This is pretty advanced case then of course, which may have eaten it's way into various contiguous tissues, as you mention having seen other times.

I have seen similar things also...

Good there is room to insert a feeding Tube..and of course small meals are best for a situation like this...

Might have other illness concurrently, but the Trichomoniasis itself I think can make for the slime-green and yellow poops...

ACV-Water would be good for food mixing and drinking...made at 2 Tablespoons to the Gallon for maybe four days or so then diluted to be more like 1-1/2 to the Gallon...

The head-shake thing seems to me to be how food or water in the mouth-throat do not 'feel' right and or do not clear out cleanly with the illness effecting these areas...and I have seen this many times with them when they have this.

Hopeing for the best for you two...!


Phil
Las Vegas


----------



## Birdmom4ever (Jan 14, 2003)

Reti said:


> Can I mix the spartrix and Flagyl in her food so I don't have to open her beak too many times?


 According to my vet who handled a bad case of canker in one of my young fantails a couple years ago, that's the best way to do it. He put the meds in the syringe first, then the formula and gave the baby the whole works. Although as Terry said, you want to be sure and get Metronidazole right on the beak, too. 

Your poor little dove sounds like it's in very bad shape. Hope it pulls through. I know you are doing all that can be done.


----------



## Reti (Jul 20, 2003)

Thank you Phil and birdmom.

I will mix the meds in the formula then, that will also reduce the stress from handling her too much. This is a dove, not very cooperative.
She must feel a bit better now cause she starts fighting me when I pick her up, something she wasn't doing yesterday. Also, there was no head shaking after the last feeding.

Reti


----------



## Rooster2312 (Mar 8, 2006)

Hi Reti,

I really admire how you care for these unfortunate birds. You, and so many other wonderful people here, are giving these birds a second chance at the life they so much deserve. 

Praying that Lucky pulls through.

Lindi


----------



## pdpbison (Mar 15, 2005)

Hi Reti,

Glad to hear of signs of improvement...!

The first few days are usually the worst of course...the meds take a while to get some leverage...

Such a delicate business with these little ones!

Good going...!

Consider to add some 'Nutrical' to her formula...it is a 'goo' and mixes nicely and is a great general nutrition and energy booster for them as well as containing important digestive enzymes and other goodies...get at any 'Petsmart' or the likes.

Best wishes!

Phil
Las Vegas


----------



## feralpigeon (Feb 14, 2005)

Reti said:


> ....
> She must feel a bit better now cause she starts fighting me when I pick her up, something she wasn't doing yesterday. Also, there was no head shaking after the last feeding.
> 
> Reti


That's promising, Reti, they will shake their heads w/canker, sounds like the meds are kicking in.

fp


----------



## Pigeonpal2002 (Jul 27, 2002)

Hi Fp and all, 

With the head shaking, is it also a sign of canker when the bird is opening and closing it's mouth while doing this? 

Reason I ask is because of Henny.
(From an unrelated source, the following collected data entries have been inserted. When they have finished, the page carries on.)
PR #87, opened 2021-08-23
Miguel 3.6 - Animal Shelter [Python]

miguelHx:


Python/chapter03/p06_animal_shelter/miguelHx.py
```diff
@@ -0,0 +1,222 @@
...
+class AnimalTypeEnum(Enum):
+    DOG = 'dog'
+    CAT = 'cat'
+
+
+@dataclass
+class Animal:
+    name: str
+    species: AnimalTypeEnum
+    timestamp: Optional[int] = None
```
lhchavez, line 27: from the typing perspective, the timestamp is not an inherent property of the animal, and there is nothing preventing a caller from fiddling with the timestamp from the outside, confusing the implementation. furthermore, it is not possible to express that an animal that currently exists in the shelter is guaranteed to have a timestamp purely from the type system.

there _is_ a way to solve both of these problems! by creating a wrapper class

```python
@dataclass
class QueuedAnimal:
    animal: Animal
    timestamp: int
```

and wrapping `Animal`s into `QueuedAnimal`s upon enqueueing.

Python/chapter03/p06_animal_shelter/miguelHx.py
```diff
@@ -0,0 +1,222 @@
...
+        self._global_timestamp = 0
+        self._size = 0
+    
+    def _enqueue(self, animal: Animal) -> None:
+        # list will grow right [<animal_1>, <animal_2>, ..., <animal_n>]
+        animal.timestamp = self._global_timestamp
+        self._global_timestamp += 1
+        self._species_map[animal.species].append(animal)
+
+    def enqueue(self, *animals: Animal, key: str = '') -> None:
```
lhchavez, line 53: what's the key for?

Python/chapter03/p06_animal_shelter/miguelHx.py
```diff
@@ -0,0 +1,222 @@
...
+        self.assertEqual(len(a.dogs), 1)
+        self.assertEqual(len(a.cats), 0)
+        self.assertEqual(d2, d)
+        d = a.dequeueAny()
+        self.assertEqual(len(a), 0)
+        self.assertEqual(len(a.dogs), 0)
+        self.assertEqual(len(a.cats), 0)
+        self.assertEqual(d3, d)
+        self.assertRaises(IndexError, lambda: a.dequeueAny())
+        # scenario 2: Only cats
```
lhchavez, line 176: given that every scenario is (logically) independent of the previous ones, it may be better to split this test in four for readability. also, if the test fails, a maintainer would need to look at the test code and read the position of the failure, plus fix the failure to discover whether the following behaviors exercised in the test still work.

It is a best practice to make tests as small and isolated as possible. Per https://dzone.com/articles/unit-testing-best-practices-how-to-get-the-most-ou

> #### Unit Tests Should Verify a Single-Use Case
> Good tests validate one thing and one thing only, which means that typically, they validate a single use-case. Tests that follow this best practice are simpler and more understandable, and that is good for maintainability and debugging. Tests that validate more than one thing can easily become complex and time-consuming to maintain. Don't let this happen.

Python/chapter03/p06_animal_shelter/miguelHx.py
miguelHx: Thank you !  Updated here:  ffb663aad36f9395ae08912bdc2513bfb2832d11

How does one get really good at designing classes?

Python/chapter03/p06_animal_shelter/miguelHx.py
miguelHx: That was mean't to be taken out, left it there by accident.  It was based on my pre-initial implementation idea where key would be 'dog' or 'cat' and that would be used with some conditional logic.  Something like:
python
```
if key == 'dog':
    self.dogs.append(animal)
if key == 'cat':
    self.cats.append(animal)
```
Soon after I decided it would be better to reference the species information from the animal object
rather than using a redundant 'key' argument.

I was meaning to get rid of it but somehow let it slip.

Removed in 93df0f4509874ba862afd9a6abd1e37834f7c009

Python/chapter03/p06_animal_shelter/miguelHx.py
miguelHx: Great feedback, thank you!  Updated here:  a88c163df248d3ac2735534ba40ef02e3af68626

Python/chapter03/p06_animal_shelter/miguelHx.py
lhchavez: There are two ideas that can give you very good bang for the buck:

* Make interfaces hard to misuse: try to constrain the options available to callers to avoid them (accidentally) falling into mistakes. This can be achieved by providing higher-level methods (instead of requiring the caller to chain several lower-level methods in sequence), removing unnecessary fields from the public interface, creating factory functions that return fully-initialized objects (instead of relying on docstrings/examples that tell the caller how to initialize it), bundling sets of required parameters into classes or structures to make it obvious that they _need_ to be all defined together, etc. There's a good little article here: https://testing.googleblog.com/2018/07/code-health-make-interfaces-hard-to.html
* There's an idiom in functional programming called "make illegal states unrepresentable", which means that folks should design their data structures in a way that invalid combinations of fields in a class cannot even be expressed. There's a good article about it here, taking it further and applying this idea in TypeScript through Domain-Driven Design: https://khalilstemmler.com/articles/typescript-domain-driven-design/make-illegal-states-unrepresentable/

lhchavez: oh right, i forgot: there's also discouraging the use of `Optional`: inside a class, every `Optional` makes the number of representable states to double! odds are, some of those 2^n combinations aren't valid. by moving the fields marked `Optional` to another class (like we did in this thread), or bundling them all into a class to signify that they must all be provided or are all optional _together_ (say, there's a class that allows a different functionality for anonymous users and logged in users that have completed their profile, the set of (session_id, user_id, profile) can be bundled into a class that _itself_ can be marked as `Optional` altogether).

lhchavez (approved):

PR #88, opened 2021-08-29
Miguel 4.1 - Route Between Nodes [Python]

miguelHx:
Critical feedback is welcome for all of my PRs


Python/chapter04/p01_route_between_nodes/miguelHx.py
```diff
@@ -0,0 +1,202 @@
...
+class Graph:
+    nodes: 'List[Node]'
+
+    def print_graph(self):
+        for node in self.nodes:
+            node.print_children()
+
+    def reset_visited(self):
+        for node in self.nodes:
+            node.visited = False
```
lhchavez, line 23: it's probably better to store the visitedness of the nodes outside them. that way future algorithms can reuse this data structure and use it _slightly_ differently. for instance, some algorithms require coloring nodes instead of a boolean flag (colors could be seen as a generalization of visitedness).

this could be achieved by having `visited: Set[int] = set()` and having that visited set store the `id`s of the nodes.

Python/chapter04/p01_route_between_nodes/miguelHx.py
```diff
@@ -0,0 +1,202 @@
...
+
+    def add_child(self, *nodes: 'Node'):
+        for node in nodes:
+            self.children.append(node)
+
+    def print_children(self):
+        message = f'Adjacency list for node ({self.id}): '
+        for child in self.children:
+            message += '{}, '.format(child.id)
+        print(message)
```
lhchavez, line 40: for performance reasons, it's better to avoid concatenating to a string in a loop:

```suggestion
        logging.debug('Adjacency list for node %s: %s', self.id, ', '.join(str(child.id) for child in self.children))
```

also, the [`logging`](https://docs.python.org/3/library/logging.html) module is preferred for this, because it's configurable.

Python/chapter04/lib/graph_search.py
```diff
@@ -0,0 +1,143 @@
+import unittest
```
lhchavez, line 1: is this file used by the solution? if not, it can be removed

Python/chapter04/p01_route_between_nodes/miguelHx.py
```diff
@@ -0,0 +1,202 @@
...
+
+    def __str__(self):
+        return f'Node ({self.id}), visited: {self.visited}'
+
+
+def dfs_search(root: Node) -> List[int]:
```
lhchavez, line 46: is this part of the solution? if not, it can be removed.

Python/chapter04/p01_route_between_nodes/miguelHx.py
```diff
@@ -0,0 +1,202 @@
...
+
+    Returns:
+        List[int]: List[int]: list of node IDs (i.e. [0, 1, 4])
+    """
+    visited_nodes: List[Node] = []
+    visited_nodes.append(root)
+    queue: Deque[Node] = deque()
+    root.visited = True
+    queue.append(root)
+    while len(queue) >= 1:
```
lhchavez, line 87:
```suggestion
    while queue:
```

`deque` implements the `__bool__` magic method.

Python/chapter04/p01_route_between_nodes/miguelHx.py
```diff
@@ -0,0 +1,202 @@
...
+    nodes.
+
+    Args:
+        root (Node): starting node
+
+    Returns:
+        List[int]: List[int]: list of node IDs (i.e. [0, 1, 4])
+    """
+    visited_nodes: List[Node] = []
+    visited_nodes.append(root)
```
lhchavez, line 83:
```suggestion
    visited_list: List[int] = [root.id]
    visited: Set[int] = set([root.id])
```

that way the `Node.visited` boolean is not needed anymore, and L99 can return `visited_list` as-is.

Python/chapter04/p01_route_between_nodes/miguelHx.py
```diff
@@ -0,0 +1,202 @@
...
+    queue: Deque[Node] = deque()
+    root.visited = True
+    queue.append(root)
+    while len(queue) >= 1:
+        node = queue.popleft()
+        node.visited = True
```
lhchavez, line 89: given that the visited flag is set _before_ adding any element to the queue, this can go.

```suggestion
```

Python/chapter04/p01_route_between_nodes/miguelHx.py
```diff
@@ -0,0 +1,202 @@
...
+        root (Node): starting node
+
+    Returns:
+        List[int]: List[int]: list of node IDs (i.e. [0, 1, 4])
+    """
+    visited_nodes: List[Node] = []
+    visited_nodes.append(root)
+    queue: Deque[Node] = deque()
+    root.visited = True
+    queue.append(root)
```
lhchavez, line 86:
```suggestion
    queue: Deque[Node] = deque([root])
```

the [`deque` constructor](https://docs.python.org/3/library/collections.html#collections.deque) can take an iterable.

Python/chapter04/p01_route_between_nodes/miguelHx.py
```diff
@@ -0,0 +1,202 @@
...
+
+    Args:
+        src (Node): from node
+        dest (Node): destination node
+
+    Returns:
+        bool: whether a path between src and dest exists
+    """
+    ids_visited: List[int] = bfs_search(src)
+    return True if dest.id in ids_visited else False
```
lhchavez, line 126:
```suggestion
    return dest.id in ids_visited
```

there's no need for the "ternary"!

Python/chapter04/p01_route_between_nodes/miguelHx.py
```diff
@@ -0,0 +1,202 @@
...
+        in the graph.
+
+    Args:
+        src (Node): from node
+        dest (Node): destination node
+
+    Returns:
+        bool: whether a path between src and dest exists
+    """
+    ids_visited: List[int] = bfs_search(src)
```
lhchavez, line 125: small optimization: in very large graphs, the search can be terminated earlier the moment the destination node is reached. same worst-case complexity, but it's a tiny bit faster.

Python/chapter04/p01_route_between_nodes/miguelHx.py
miguelHx: 265cf29b04bfc1e75ac795c3422ee831d68fe02c
Node.visited no longer needed

Python/chapter04/p01_route_between_nodes/miguelHx.py
miguelHx: 39c084ce4086aee21900712cd5fd9e7574e0ddd0

Python/chapter04/p01_route_between_nodes/miguelHx.py
miguelHx: Right, I remember that conversation we had before about concatenating to a string in a loop.  .join is preferred
Committed your suggestion here:  2ef8112845a08a2c0c804b221b286f423c786197

Python/chapter04/lib/graph_search.py
miguelHx: Not used directly by the solution.  Going to remove.  Moved this code to a separate PR to make it easier for me to reference commonly used code

miguelHx: File removed here:  59bceeefc2449efb37ef2aa5a948e234e2b8ec66

Python/chapter04/p01_route_between_nodes/miguelHx.py
miguelHx: Removed usage of .visited here:  75c59a4fbe9b2495af76d09a46092afd5e1da4f8

Python/chapter04/p01_route_between_nodes/miguelHx.py
miguelHx: Good call, updated here:  e5f27c89ce8531ba096309714f2a91dff75de95b

lhchavez (approved):

PR #1355, opened 2021-11-30
Set default RPC address to 127.0.0.1:3032

nomaka:
0.0.0.0:3032 will be vulnerable to a hacker attack


howardwu:
Closing as 0.0.0.0 is the intended functionality. If you are looking to change the RPC address, please use the `--rpc` flag to set snarkOS to a custom address.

She's been doing this a lot too but I don't see any canker in her mouth She's not been right since the poops got stuck to her bum.

Sorry to butt in here.


----------



## feralpigeon (Feb 14, 2005)

Pigeonpal2002 said:


> Hi Fp and all,
> 
> With the head shaking, is it also a sign of canker when the bird is opening and closing it's mouth while doing this?
> 
> ...


Yes, from my experience, it is. They will shake their heads, and open and close their mouths somewhat similar to yawning, but they are agitated, not sleepy.

Poops on the bum can be as well. Together, I'd be thinking about a treatment even if I couldn't see it in the mouth area. If you had an otoscope w/a light on it, it might enable you to look further/deeper into the throat and maybe you'd see it in a less visible area than to the naked eye.

Is the inside of the mouth a true pink, or is there some reddish streaking occuring?

fp


----------



## Pigeonpal2002 (Jul 27, 2002)

Thanks FP, 

I'm starting to get concerned with Henny and I keep finding it odd why I'm not seeing anything in their mouths, when Eggbert was sick and now the both of them. 

I am going to give her two spartrix tabs tonight before she goes to sleep and see how that goes. Then, I have a couple other things I might try...1 is turbosole and the other is a 10 in 1 product I ordered from Siegels. If she doesn't improve shortly, I'm going to have to take her to the vets.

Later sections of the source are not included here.